Exercise requirements:
Establish the number of lines below that contain the string "removed". State that number alone.

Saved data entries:

=== Section Start ===

PR #487, opened 2020-01-28
Fix travis warnings

cndolo:
This PR fixes the warnings that are thrown by travis in the .travis.yml file.

### DIFF
--- a/.travis.yml
+++ b/.travis.yml
@@ -9,7 +9,7 @@ env:
     - export CXX_STANDARD=11
     - export MONOLITH=ON
 
-matrix:
+jobs:
   include:
     - name: macOS 10.14, Apple Clang
       env:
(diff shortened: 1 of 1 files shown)


.travis.yml
```diff
@@ -267,11 +258,11 @@ matrix:
         - rm -rf htmldocs/{.buildinfo,.doctrees}
       deploy:
         provider: pages
-        skip-cleanup: true
-        github-token: $SECRET_DEPLOY_GITHUB_PAGES
-        local-dir: core_build/htmldocs
+        cleanup: true
```
angriman: Before we were skipping the cleanup, so this should be set to `false` I suppose.

cndolo: Thanks for that! I have updated the file.

Issue #489, opened 2020-01-29
OMP: Info #270: omp_set_nested routine deprecated, please use omp_set_max_active_levels instead.


gijzelaerr:
hi!

When using networkit I get this warning printed in my console:

`OMP: Info #270: omp_set_nested routine deprecated, please use omp_set_max_active_levels instead.`

using homebrew python 3.7 on OSX 10.15.

angriman:
Thank you, that's because NetworKit is still using some deprecated openmp APIs so, we'll address this issue.

angriman:
The patch has been merged. I am closing this issue, thank you again @gijzelaerr  for spotting this, and @cndolo for the patch.

gijzelaerr:
no thank you! :)

PR #492, opened 2020-01-31
Address issue #489: Deprecate enabling nested parallelism

cndolo:
In this PR the `enableNestedParallelism` function is deprecated.

### DIFF
--- a/networkit/_NetworKit.pyx
+++ b/networkit/_NetworKit.pyx
@@ -243,7 +243,6 @@ def enableNestedParallelism():
 	""" Enable nested parallelism for OpenMP"""
 	from warnings import warn
 	warn("Nested parallelism has been deprecated.")
-	_enableNestedParallelism()
 
 cdef extern from "<networkit/auxiliary/Random.hpp>" namespace "Aux::Random":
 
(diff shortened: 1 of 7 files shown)


cndolo:
@angriman  `__init.py` calls the now deprecated function `enableNestedParallelism()`. I thought that should be removed too, and added that to the PR. What do you think?

networkit/_NetworKit.pyx
```diff
@@ -241,6 +241,8 @@ def getMaxNumberOfThreads():
 
 def enableNestedParallelism():
 	""" Enable nested parallelism for OpenMP"""
+	from warnings import warn
+	warn("Nested parallelism has been deprecated.")
 	_enableNestedParallelism()
```
angriman: You can remove this line, we do not allow nested parallelism anymore

networkit/__init__.py
```diff
@@ -161,7 +161,6 @@ def setup():
 	""" This function is run once on module import to configure initial settings """
 	setLogLevel("ERROR")  # set default loglevel for C++ code
 	setPrintLocation(True)
-	enableNestedParallelism()  # enable nested parallelism
```
angriman: This line should not be removed, just deprecate the method. We should remove it in future releases.

networkit/_NetworKit.pyx
cndolo: I have, and restored `__init.py` to its initial state.

angriman: Sorry my bad that change was ok.

cndolo: OK, it's back.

=== Section End ===

Answer to the exercise:
2